What this task involves:
Somewhere in the records below is a line containing "1. The S3 generics". Copy that line and everything after it through the end, unchanged.

Records shown Start Marker

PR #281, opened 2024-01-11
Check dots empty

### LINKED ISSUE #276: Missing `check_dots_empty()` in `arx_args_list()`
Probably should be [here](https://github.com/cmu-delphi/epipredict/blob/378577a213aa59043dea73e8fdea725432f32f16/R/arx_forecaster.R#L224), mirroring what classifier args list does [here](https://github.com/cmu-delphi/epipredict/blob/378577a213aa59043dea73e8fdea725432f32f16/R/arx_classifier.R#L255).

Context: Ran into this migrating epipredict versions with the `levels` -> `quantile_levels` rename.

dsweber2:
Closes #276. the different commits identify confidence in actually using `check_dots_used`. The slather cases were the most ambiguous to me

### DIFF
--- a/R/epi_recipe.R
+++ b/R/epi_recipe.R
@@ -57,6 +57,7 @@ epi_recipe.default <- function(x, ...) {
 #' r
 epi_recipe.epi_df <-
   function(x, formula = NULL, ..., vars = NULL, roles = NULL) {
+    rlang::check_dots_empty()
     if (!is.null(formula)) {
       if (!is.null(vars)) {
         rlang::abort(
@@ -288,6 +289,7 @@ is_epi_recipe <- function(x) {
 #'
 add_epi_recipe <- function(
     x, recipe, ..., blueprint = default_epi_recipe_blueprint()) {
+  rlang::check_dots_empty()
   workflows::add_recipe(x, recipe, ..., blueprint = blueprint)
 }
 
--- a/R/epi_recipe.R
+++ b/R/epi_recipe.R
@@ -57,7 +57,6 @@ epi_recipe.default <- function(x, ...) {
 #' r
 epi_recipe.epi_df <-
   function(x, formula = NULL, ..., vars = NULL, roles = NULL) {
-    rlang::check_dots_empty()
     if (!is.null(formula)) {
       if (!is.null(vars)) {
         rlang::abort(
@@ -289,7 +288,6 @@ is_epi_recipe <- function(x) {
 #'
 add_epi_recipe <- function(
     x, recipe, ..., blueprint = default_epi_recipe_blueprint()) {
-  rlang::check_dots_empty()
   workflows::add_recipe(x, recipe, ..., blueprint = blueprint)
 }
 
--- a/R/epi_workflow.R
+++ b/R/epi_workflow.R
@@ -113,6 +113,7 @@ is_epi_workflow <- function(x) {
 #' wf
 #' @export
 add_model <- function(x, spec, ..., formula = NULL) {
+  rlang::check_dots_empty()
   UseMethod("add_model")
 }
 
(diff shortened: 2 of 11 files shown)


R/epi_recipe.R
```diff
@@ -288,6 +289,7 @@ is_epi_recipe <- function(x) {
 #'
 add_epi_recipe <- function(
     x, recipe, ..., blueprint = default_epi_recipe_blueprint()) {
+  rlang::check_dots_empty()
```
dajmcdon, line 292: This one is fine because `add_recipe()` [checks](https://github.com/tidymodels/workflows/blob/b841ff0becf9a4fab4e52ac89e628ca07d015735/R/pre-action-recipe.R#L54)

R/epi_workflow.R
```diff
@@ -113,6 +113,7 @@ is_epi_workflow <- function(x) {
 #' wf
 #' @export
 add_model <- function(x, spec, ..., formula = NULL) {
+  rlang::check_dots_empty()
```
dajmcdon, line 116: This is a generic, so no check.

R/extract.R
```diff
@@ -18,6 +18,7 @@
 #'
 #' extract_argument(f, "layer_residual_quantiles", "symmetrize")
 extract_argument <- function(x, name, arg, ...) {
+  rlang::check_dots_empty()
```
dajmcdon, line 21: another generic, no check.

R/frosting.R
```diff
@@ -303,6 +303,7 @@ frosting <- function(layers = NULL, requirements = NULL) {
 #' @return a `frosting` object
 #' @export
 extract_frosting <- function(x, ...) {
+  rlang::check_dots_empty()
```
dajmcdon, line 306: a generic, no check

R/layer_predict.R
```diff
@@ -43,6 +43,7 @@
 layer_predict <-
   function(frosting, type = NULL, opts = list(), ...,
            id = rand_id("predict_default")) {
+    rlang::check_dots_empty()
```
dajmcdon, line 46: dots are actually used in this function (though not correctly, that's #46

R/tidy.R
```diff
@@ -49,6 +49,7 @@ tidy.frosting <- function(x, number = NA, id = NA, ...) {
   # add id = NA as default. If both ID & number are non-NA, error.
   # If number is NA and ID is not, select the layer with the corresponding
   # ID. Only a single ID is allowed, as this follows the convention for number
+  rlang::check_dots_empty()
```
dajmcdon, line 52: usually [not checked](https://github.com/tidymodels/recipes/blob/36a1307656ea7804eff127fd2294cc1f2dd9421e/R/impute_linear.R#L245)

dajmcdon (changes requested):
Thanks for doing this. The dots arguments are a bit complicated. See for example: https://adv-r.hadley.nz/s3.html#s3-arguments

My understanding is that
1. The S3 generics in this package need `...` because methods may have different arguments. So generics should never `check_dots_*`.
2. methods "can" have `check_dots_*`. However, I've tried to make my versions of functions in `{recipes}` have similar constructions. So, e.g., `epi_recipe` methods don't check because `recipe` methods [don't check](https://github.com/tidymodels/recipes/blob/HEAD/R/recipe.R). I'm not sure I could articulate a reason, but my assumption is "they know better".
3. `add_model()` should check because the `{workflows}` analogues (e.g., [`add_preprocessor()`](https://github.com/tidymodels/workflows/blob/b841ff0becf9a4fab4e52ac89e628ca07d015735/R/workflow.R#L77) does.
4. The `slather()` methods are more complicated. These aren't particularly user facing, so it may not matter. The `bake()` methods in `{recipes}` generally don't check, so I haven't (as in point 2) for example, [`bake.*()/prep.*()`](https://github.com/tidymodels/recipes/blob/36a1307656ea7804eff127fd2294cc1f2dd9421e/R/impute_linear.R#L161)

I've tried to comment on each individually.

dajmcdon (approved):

Records shown End Marker

Response area:
1. The S3 generics in this package need `...` because methods may have different arguments. So generics should never `check_dots_*`.
2. methods "can" have `check_dots_*`. However, I've tried to make my versions of functions in `{recipes}` have similar constructions. So, e.g., `epi_recipe` methods don't check because `recipe` methods [don't check](https://github.com/tidymodels/recipes/blob/HEAD/R/recipe.R). I'm not sure I could articulate a reason, but my assumption is "they know better".
3. `add_model()` should check because the `{workflows}` analogues (e.g., [`add_preprocessor()`](https://github.com/tidymodels/workflows/blob/b841ff0becf9a4fab4e52ac89e628ca07d015735/R/workflow.R#L77) does.
4. The `slather()` methods are more complicated. These aren't particularly user facing, so it may not matter. The `bake()` methods in `{recipes}` generally don't check, so I haven't (as in point 2) for example, [`bake.*()/prep.*()`](https://github.com/tidymodels/recipes/blob/36a1307656ea7804eff127fd2294cc1f2dd9421e/R/impute_linear.R#L161)

I've tried to comment on each individually.

dajmcdon (approved):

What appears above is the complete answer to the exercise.